[Opening RECORDS SUPPLIED section]

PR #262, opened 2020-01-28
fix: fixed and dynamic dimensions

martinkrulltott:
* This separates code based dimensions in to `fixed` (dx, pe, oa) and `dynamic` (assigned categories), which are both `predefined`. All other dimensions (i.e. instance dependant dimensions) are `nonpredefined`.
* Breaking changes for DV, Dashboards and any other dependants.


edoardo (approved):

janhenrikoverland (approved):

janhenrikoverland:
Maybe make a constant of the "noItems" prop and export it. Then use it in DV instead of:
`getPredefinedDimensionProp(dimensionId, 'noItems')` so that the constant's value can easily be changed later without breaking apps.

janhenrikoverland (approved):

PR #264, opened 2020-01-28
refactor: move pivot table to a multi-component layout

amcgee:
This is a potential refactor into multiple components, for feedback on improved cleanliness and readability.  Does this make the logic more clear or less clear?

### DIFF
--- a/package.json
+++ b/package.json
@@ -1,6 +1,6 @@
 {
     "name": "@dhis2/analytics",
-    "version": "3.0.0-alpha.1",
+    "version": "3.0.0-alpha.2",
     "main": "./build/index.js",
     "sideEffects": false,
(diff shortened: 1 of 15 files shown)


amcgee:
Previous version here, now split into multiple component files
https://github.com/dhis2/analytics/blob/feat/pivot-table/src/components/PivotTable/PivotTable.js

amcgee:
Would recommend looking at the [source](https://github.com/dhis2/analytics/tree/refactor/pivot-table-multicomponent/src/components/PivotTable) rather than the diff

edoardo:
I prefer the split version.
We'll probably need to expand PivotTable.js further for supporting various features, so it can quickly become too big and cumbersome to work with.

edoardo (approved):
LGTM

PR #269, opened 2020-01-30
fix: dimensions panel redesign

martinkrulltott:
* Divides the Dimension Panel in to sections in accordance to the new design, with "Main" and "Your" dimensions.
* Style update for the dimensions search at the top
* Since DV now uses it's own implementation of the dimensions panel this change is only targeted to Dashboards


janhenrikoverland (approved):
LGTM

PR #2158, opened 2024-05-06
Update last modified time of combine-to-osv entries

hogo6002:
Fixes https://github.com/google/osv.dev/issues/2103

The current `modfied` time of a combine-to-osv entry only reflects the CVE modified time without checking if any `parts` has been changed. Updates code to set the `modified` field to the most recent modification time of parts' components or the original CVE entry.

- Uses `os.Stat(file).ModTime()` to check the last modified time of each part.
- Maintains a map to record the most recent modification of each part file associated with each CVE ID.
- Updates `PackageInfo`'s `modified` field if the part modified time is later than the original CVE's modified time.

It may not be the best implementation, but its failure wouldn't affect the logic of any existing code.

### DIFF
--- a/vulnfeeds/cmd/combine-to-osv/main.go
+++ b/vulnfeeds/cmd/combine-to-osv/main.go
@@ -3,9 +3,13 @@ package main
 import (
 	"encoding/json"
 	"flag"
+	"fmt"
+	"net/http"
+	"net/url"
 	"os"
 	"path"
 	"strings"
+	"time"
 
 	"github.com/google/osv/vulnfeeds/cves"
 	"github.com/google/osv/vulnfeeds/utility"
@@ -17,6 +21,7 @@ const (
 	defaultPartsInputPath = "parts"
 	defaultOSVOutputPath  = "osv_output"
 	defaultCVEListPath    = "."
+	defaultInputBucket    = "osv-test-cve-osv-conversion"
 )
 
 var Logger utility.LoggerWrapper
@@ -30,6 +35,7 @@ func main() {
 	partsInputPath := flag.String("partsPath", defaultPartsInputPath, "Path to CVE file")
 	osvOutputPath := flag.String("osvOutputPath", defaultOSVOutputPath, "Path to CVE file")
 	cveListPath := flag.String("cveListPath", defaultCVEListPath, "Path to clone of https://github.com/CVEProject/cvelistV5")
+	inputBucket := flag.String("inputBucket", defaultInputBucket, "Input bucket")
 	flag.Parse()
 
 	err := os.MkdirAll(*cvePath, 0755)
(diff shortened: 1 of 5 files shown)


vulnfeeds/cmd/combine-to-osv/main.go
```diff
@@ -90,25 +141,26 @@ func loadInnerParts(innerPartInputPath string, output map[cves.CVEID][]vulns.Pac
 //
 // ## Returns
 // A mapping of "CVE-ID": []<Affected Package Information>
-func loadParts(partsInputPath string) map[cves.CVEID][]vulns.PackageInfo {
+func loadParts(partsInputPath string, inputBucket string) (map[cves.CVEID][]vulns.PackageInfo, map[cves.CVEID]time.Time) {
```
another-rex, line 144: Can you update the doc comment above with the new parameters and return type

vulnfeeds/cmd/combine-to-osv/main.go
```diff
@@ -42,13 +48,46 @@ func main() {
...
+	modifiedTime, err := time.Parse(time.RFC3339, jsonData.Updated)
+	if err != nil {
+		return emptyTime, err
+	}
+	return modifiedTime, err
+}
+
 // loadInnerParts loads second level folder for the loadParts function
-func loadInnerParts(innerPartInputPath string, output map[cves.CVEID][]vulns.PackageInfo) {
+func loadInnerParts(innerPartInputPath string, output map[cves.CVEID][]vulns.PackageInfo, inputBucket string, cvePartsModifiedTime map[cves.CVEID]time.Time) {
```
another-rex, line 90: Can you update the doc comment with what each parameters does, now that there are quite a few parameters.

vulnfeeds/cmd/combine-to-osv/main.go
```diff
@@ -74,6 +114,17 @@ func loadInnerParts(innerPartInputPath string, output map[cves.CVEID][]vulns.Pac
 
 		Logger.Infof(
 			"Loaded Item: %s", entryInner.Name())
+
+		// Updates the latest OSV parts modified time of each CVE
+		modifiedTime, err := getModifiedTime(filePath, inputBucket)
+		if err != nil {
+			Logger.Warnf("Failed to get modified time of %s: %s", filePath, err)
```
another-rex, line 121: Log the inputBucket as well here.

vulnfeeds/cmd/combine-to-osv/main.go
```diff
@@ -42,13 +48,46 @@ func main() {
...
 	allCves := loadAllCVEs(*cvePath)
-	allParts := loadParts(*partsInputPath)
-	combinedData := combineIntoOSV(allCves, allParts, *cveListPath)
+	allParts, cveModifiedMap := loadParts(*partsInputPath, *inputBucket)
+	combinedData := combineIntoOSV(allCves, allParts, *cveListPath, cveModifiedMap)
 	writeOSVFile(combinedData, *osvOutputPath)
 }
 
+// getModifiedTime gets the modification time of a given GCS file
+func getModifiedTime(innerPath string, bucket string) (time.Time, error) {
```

[Closing RECORDS SUPPLIED section]
[Opening RECORDS SUPPLIED section]

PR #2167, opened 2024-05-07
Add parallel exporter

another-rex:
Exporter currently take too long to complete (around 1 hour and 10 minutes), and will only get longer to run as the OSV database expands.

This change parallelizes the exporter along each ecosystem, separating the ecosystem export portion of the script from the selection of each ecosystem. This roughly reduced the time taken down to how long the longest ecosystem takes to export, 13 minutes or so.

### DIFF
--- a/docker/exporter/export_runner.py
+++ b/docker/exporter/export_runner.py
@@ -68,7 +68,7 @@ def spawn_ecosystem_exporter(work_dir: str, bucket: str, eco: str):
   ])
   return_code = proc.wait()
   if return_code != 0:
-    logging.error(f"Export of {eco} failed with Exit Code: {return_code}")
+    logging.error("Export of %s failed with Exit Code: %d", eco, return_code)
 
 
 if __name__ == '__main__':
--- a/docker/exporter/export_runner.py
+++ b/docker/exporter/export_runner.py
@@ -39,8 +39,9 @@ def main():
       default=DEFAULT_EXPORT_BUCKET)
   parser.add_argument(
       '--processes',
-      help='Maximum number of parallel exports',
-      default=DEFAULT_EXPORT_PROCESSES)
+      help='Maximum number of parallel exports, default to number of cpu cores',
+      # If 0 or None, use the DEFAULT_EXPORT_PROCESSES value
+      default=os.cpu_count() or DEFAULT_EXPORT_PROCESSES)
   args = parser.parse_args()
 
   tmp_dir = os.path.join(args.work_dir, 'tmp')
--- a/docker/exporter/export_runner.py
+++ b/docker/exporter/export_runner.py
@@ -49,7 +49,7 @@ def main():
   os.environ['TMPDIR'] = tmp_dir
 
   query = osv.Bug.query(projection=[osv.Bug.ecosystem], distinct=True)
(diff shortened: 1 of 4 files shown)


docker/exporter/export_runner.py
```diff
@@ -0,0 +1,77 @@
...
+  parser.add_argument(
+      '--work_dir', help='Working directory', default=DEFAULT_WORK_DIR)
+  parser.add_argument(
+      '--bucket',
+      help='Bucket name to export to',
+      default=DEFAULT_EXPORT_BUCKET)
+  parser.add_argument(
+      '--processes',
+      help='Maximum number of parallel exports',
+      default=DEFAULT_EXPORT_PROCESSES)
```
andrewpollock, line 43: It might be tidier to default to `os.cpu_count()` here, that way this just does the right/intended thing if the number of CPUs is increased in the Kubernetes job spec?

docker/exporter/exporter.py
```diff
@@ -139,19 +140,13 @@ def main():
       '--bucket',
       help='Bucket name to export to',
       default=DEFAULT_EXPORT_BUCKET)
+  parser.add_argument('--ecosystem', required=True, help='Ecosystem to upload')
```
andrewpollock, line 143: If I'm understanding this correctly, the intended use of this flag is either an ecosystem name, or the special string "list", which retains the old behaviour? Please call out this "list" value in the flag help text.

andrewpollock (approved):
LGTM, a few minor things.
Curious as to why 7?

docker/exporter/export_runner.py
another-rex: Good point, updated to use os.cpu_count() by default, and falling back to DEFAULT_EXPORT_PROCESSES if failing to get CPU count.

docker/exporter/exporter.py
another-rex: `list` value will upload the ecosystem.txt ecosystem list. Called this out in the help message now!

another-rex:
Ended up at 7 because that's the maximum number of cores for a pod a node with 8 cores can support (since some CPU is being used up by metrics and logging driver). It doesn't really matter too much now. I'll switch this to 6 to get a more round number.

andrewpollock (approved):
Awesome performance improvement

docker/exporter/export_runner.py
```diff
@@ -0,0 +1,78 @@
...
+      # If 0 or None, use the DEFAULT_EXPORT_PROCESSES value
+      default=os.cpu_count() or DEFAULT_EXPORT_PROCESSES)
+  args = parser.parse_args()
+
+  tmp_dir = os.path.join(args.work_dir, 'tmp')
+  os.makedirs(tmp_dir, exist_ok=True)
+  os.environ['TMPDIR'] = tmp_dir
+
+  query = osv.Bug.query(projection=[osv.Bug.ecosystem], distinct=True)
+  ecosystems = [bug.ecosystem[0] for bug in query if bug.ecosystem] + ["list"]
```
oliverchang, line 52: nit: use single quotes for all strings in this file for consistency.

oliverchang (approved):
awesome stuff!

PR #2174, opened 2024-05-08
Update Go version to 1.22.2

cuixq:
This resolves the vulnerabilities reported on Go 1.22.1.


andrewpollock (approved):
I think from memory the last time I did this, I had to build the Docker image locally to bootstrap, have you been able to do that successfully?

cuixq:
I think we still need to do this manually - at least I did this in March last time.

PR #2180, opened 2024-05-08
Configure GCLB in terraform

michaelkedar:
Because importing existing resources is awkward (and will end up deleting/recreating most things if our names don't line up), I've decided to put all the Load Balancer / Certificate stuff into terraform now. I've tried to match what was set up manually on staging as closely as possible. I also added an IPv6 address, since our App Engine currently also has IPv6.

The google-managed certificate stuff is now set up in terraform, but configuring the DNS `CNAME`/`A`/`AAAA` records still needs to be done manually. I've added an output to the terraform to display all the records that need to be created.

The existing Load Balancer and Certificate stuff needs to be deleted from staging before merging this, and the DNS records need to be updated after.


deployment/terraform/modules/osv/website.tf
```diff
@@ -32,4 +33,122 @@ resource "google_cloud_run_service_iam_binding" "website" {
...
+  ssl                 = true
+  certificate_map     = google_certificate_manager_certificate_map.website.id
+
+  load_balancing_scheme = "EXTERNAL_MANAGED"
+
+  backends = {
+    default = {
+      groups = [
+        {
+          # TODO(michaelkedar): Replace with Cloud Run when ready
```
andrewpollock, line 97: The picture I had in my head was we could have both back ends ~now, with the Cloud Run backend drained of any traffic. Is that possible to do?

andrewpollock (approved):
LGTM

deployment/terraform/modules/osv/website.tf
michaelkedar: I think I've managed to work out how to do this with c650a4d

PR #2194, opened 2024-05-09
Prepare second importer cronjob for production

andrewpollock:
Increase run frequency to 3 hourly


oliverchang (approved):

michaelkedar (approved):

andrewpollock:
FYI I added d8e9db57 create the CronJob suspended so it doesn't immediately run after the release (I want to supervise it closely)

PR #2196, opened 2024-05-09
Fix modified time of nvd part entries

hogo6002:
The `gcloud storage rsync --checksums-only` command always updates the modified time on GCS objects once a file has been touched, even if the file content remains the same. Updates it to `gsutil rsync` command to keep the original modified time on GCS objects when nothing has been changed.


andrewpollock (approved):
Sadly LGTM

[Closing RECORDS SUPPLIED section]
[Opening RECORDS SUPPLIED section]

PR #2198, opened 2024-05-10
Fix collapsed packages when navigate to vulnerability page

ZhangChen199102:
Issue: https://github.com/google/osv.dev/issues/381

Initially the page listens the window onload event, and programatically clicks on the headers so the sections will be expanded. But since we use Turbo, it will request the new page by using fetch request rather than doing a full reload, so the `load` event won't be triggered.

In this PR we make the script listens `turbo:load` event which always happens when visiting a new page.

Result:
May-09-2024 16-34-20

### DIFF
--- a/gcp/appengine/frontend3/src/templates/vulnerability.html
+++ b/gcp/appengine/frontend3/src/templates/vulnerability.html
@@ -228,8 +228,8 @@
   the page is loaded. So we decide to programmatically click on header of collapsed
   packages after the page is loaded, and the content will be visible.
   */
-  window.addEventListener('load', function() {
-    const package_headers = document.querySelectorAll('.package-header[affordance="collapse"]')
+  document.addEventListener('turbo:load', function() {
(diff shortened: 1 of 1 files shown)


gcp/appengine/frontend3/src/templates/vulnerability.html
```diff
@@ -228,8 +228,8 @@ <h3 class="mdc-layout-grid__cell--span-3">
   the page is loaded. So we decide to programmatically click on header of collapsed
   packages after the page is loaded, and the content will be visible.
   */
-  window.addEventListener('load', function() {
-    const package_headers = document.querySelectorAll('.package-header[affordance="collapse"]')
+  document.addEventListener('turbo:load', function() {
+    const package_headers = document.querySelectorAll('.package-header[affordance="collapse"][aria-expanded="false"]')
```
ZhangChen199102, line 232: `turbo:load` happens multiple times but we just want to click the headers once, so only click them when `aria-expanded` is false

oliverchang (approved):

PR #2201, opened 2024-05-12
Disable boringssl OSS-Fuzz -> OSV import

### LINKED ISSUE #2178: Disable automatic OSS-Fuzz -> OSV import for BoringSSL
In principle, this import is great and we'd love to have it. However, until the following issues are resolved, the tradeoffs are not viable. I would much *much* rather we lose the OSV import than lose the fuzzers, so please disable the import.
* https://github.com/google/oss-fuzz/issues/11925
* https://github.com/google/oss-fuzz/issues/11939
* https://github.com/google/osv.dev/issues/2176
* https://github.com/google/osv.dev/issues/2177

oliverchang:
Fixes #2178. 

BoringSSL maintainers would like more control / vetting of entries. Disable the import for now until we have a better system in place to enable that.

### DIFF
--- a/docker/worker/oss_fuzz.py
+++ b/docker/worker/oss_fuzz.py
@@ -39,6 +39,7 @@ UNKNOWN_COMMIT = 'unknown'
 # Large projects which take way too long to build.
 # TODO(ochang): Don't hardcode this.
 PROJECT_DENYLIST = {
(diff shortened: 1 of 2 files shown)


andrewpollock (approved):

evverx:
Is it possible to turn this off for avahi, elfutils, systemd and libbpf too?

[Closing RECORDS SUPPLIED section]

## EXERCISE AIM
Only the lines above from the line containing "PR #262, opened 2020-01-28" through the line containing "search at the top" should be retyped, exactly and with both ends included.

## EXERCISE ANSWER
PR #262, opened 2020-01-28
fix: fixed and dynamic dimensions

martinkrulltott:
* This separates code based dimensions in to `fixed` (dx, pe, oa) and `dynamic` (assigned categories), which are both `predefined`. All other dimensions (i.e. instance dependant dimensions) are `nonpredefined`.
* Breaking changes for DV, Dashboards and any other dependants.


edoardo (approved):

janhenrikoverland (approved):

janhenrikoverland:
Maybe make a constant of the "noItems" prop and export it. Then use it in DV instead of:
`getPredefinedDimensionProp(dimensionId, 'noItems')` so that the constant's value can easily be changed later without breaking apps.

janhenrikoverland (approved):

PR #264, opened 2020-01-28
refactor: move pivot table to a multi-component layout

amcgee:
This is a potential refactor into multiple components, for feedback on improved cleanliness and readability.  Does this make the logic more clear or less clear?

### DIFF
--- a/package.json
+++ b/package.json
@@ -1,6 +1,6 @@
 {
     "name": "@dhis2/analytics",
-    "version": "3.0.0-alpha.1",
+    "version": "3.0.0-alpha.2",
     "main": "./build/index.js",
     "sideEffects": false,
(diff shortened: 1 of 15 files shown)


amcgee:
Previous version here, now split into multiple component files
https://github.com/dhis2/analytics/blob/feat/pivot-table/src/components/PivotTable/PivotTable.js

amcgee:
Would recommend looking at the [source](https://github.com/dhis2/analytics/tree/refactor/pivot-table-multicomponent/src/components/PivotTable) rather than the diff

edoardo:
I prefer the split version.
We'll probably need to expand PivotTable.js further for supporting various features, so it can quickly become too big and cumbersome to work with.

edoardo (approved):
LGTM

PR #269, opened 2020-01-30
fix: dimensions panel redesign

martinkrulltott:
* Divides the Dimension Panel in to sections in accordance to the new design, with "Main" and "Your" dimensions.
* Style update for the dimensions search at the top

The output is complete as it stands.